**ASSIGNED TASK:** Across the records below, how many lines include the string "getWaitStateCause"? Respond with the number only.

[Dataset excerpts]
PR #22, opened 2022-02-11
Handle xcvrd crashing scenarios

zjswhhh:
### Description of PR

Summary:
Fixes # (issue)

XCVRD on a ToR can crash in different scenarios, and currently the expected behaviors are: 
1. Crashing when toggling to Active
   1. Toggle triggered by ```sudo config mux standby``` on peer 
      Expected to succeed. Peer will toggle mux. No action is needed. 
   1. Toggle triggered by ```sudo config mux active```
      Expected to fail. Nothing can be done to help.    
   1. Toggle Triggered by LinkProber: Unknown
      Expected to fail. Nothing can be done to help.  
   1. Toggle Triggered by peer link status down (OIR)
      Expected to fail. Nothing can be done to help.  
   1. linkmgrd mismatching last updated xcvrd state
      Can’t be sure if the last updated state is accurate, if Mux is: 
      a. Pointing to local ToR
            Expected to succeed. 
      b. Pointing to peer ToR
             Expected to fail. Local ToR ends in probing mux state, tunnel won't be created.        
1. Crashing when toggling to Standby
   1. Toggle triggered by LinkState: Down
      Expected to success. Peer will toggle mux. No action is needed. 
   1. Toggle triggered by ```sudo config mux mode standby```
	  Expected to success. Peer will toggle mux. No action is needed. 
   1. Toggle triggered by ```sudo config mux mode active``` on peer
      Expected to fail. Local ToR ends in probing mux state, tunnel won't be created. 
   1. Toggle triggered by default route state change
      Expected to fail. 
   1. linkmgrd mismatching last updated xcvrd state
      Can’t be sure if the last updated state is accurate, if Mux is: 
      a. Pointing to local ToR
            Expected to fail. Local ToR ends in probing mux state, tunnel won't be created.
      b. Pointing to peer ToR
             Expected to succeed.        
1. Crashing when probing mux state
	Probing is trigger by state changes, or state inconsistency. To guarantee the tunnel is created, better to toggle local ToR to standby in this case. 
1. Crashing in normal scenarios
    No action is needed. 

There is nothing we can do to help Case 1.ii, 1.iii, and 1.iv. 

This PR is to make local ToR toggle to standby in failure case  1.v.b, 2.iii, 2.iv, 2.v.a and 3.  

This fix relies on ICMP heartbeat. 

### Type of change

- [ ] Bug fix
- [x] New feature
- [ ] Doc/Design
- [ ] Unit test

To make dual ToR still functional in most XCVRD crashing cases. 

#### How did you do it?
Send switch to active command to peer through ICMP. Set mux cable table in app db so orchagent can establish the tunnel. 

Tested on virtual testbed with ICMP_responder on and pmon off, peer successfully toggled to active in the case mentioned above.

### DIFF
--- a/src/link_manager/LinkManagerStateMachine.cpp
+++ b/src/link_manager/LinkManagerStateMachine.cpp
@@ -61,7 +61,7 @@
 namespace link_manager
 {
 
-constexpr auto MAX_BACKOFF_FACTOR = 8;
+constexpr auto MAX_BACKOFF_FACTOR = 32;
 
 LinkManagerStateMachine::TransitionFunction
     LinkManagerStateMachine::mStateTransitionHandler[link_prober::LinkProberState::Label::Count]
--- a/src/link_manager/LinkManagerStateMachine.cpp
+++ b/src/link_manager/LinkManagerStateMachine.cpp
@@ -859,6 +859,7 @@ void LinkManagerStateMachine::handleDefaultRouteStateNotification(const std::str
     if (mComponentInitState.test(MuxStateComponent)) {
         if (ms(mCompositeState) != mux_state::MuxState::Label::Standby && routeState == "na") {
             mSendPeerSwitchCommandFnPtr();
+            // In case Mux is in wait state, switchMuxSate(standby) will be skipped. Setting mux state in app db to be standby so tunnel can be established.
             mMuxPortPtr->setMuxState(mux_state::MuxState::Label::Standby);
         } else {
             enterMuxWaitState(mCompositeState);
--- a/src/link_manager/LinkManagerStateMachine.cpp
+++ b/src/link_manager/LinkManagerStateMachine.cpp
@@ -528,6 +528,8 @@ void LinkManagerStateMachine::handleStateChange(MuxStateEvent &event, mux_state:
             handleMuxConfigNotification(mTargetMuxMode);
             mPendingMuxModeChange = false;
         }
+
+        mMuxWaitTimeoutCount = 0;
     }
 
     if (ms(mCompositeState) != mux_state::MuxState::Unknown) {
@@ -856,11 +858,8 @@ void LinkManagerStateMachine::handleDefaultRouteStateNotification(const std::str
 
     if (mComponentInitState.test(MuxStateComponent)) {
         if (ms(mCompositeState) != mux_state::MuxState::Label::Standby && routeState == "na") {
-            CompositeState nextState = mCompositeState;
-            enterLinkProberState(nextState, link_prober::LinkProberState::Wait);
-            switchMuxState(nextState, mux_state::MuxState::Label::Standby, true);
-            LOGWARNING_MUX_STATE_TRANSITION(mMuxPortConfig.getPortName(), mCompositeState, nextState);
-            mCompositeState = nextState;
+            mSendPeerSwitchCommandFnPtr();
+            mMuxPortPtr->setMuxState(mux_state::MuxState::Label::Standby);
         } else {
             enterMuxWaitState(mCompositeState);
         }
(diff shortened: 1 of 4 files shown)


src/link_manager/LinkManagerStateMachine.cpp
```diff
@@ -974,10 +974,17 @@ void LinkManagerStateMachine::startMuxWaitTimer(uint32_t factor)
 void LinkManagerStateMachine::handleMuxWaitTimeout(boost::system::error_code errorCode)
 {
     if (errorCode == boost::system::errc::success) {
+        mMuxWaitTimeoutCount++;
         if (mMuxStateMachine.getWaitStateCause() == mux_state::WaitState::WaitStateCause::SwssUpdate) {
             MUXLOGTIMEOUT(mMuxPortConfig.getPortName(), "orchagent timed out responding to linkmgrd", mCompositeState);
         } else if (mMuxStateMachine.getWaitStateCause() == mux_state::WaitState::WaitStateCause::DriverUpdate) {
             MUXLOGTIMEOUT(mMuxPortConfig.getPortName(), "xcvrd timed out responding to linkmgrd", mCompositeState);
+            // on the 3rd timeout, send switch active command to peer
+            if (mMuxWaitTimeoutCount == mMuxPortConfig.getNegativeStateChangeRetryCount()) {
```
yxieca, line 983: Should the condition be >=?

zjswhhh: > Should the condition be >=?

In Line 991 the mux wait timer will be started again, basically linkmgrd will keep restarting the timer when it times out, and keep printing log message. So we don't want to repeat this action in later timeouts.

src/link_manager/LinkManagerStateMachine.cpp
```diff
@@ -856,11 +858,9 @@ void LinkManagerStateMachine::handleDefaultRouteStateNotification(const std::str
 
     if (mComponentInitState.test(MuxStateComponent)) {
         if (ms(mCompositeState) != mux_state::MuxState::Label::Standby && routeState == "na") {
-            CompositeState nextState = mCompositeState;
-            enterLinkProberState(nextState, link_prober::LinkProberState::Wait);
-            switchMuxState(nextState, mux_state::MuxState::Label::Standby, true);
-            LOGWARNING_MUX_STATE_TRANSITION(mMuxPortConfig.getPortName(), mCompositeState, nextState);
-            mCompositeState = nextState;
+            mSendPeerSwitchCommandFnPtr();
```
yxieca, line 861: I don't fully understand this chunk of diff. Here we don't know if xcvrd is healthy or not. The change assumed that xcvrd is not healthy?

zjswhhh: Even if xcvrd is healthy, it leaves no harm to do the switch this way. Send peer switch command includes the chunk. 

mMuxPortPtr->setMuxState() is to handle the case when mux is in wait state: the chunk will be skipped in this case. When it's not in wait state, it's no harm the set the same value twice.

yxieca (approved):

src/link_manager/LinkManagerStateMachine.cpp
lguohan, line 983: what is the getNegativeStateChangeRetryCount? will this create false positives?

zjswhhh: NegativeStateChangeRetryCount is a configurable threshold. It's 3 by default. Will increase the timeout limit.

zjswhhh: Updated MAX_BACKOFF_FACTOR to 32 in line 64. Now each timeout will be 9.6 seconds.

**SOLUTION FOR THIS EXERCISE:** 2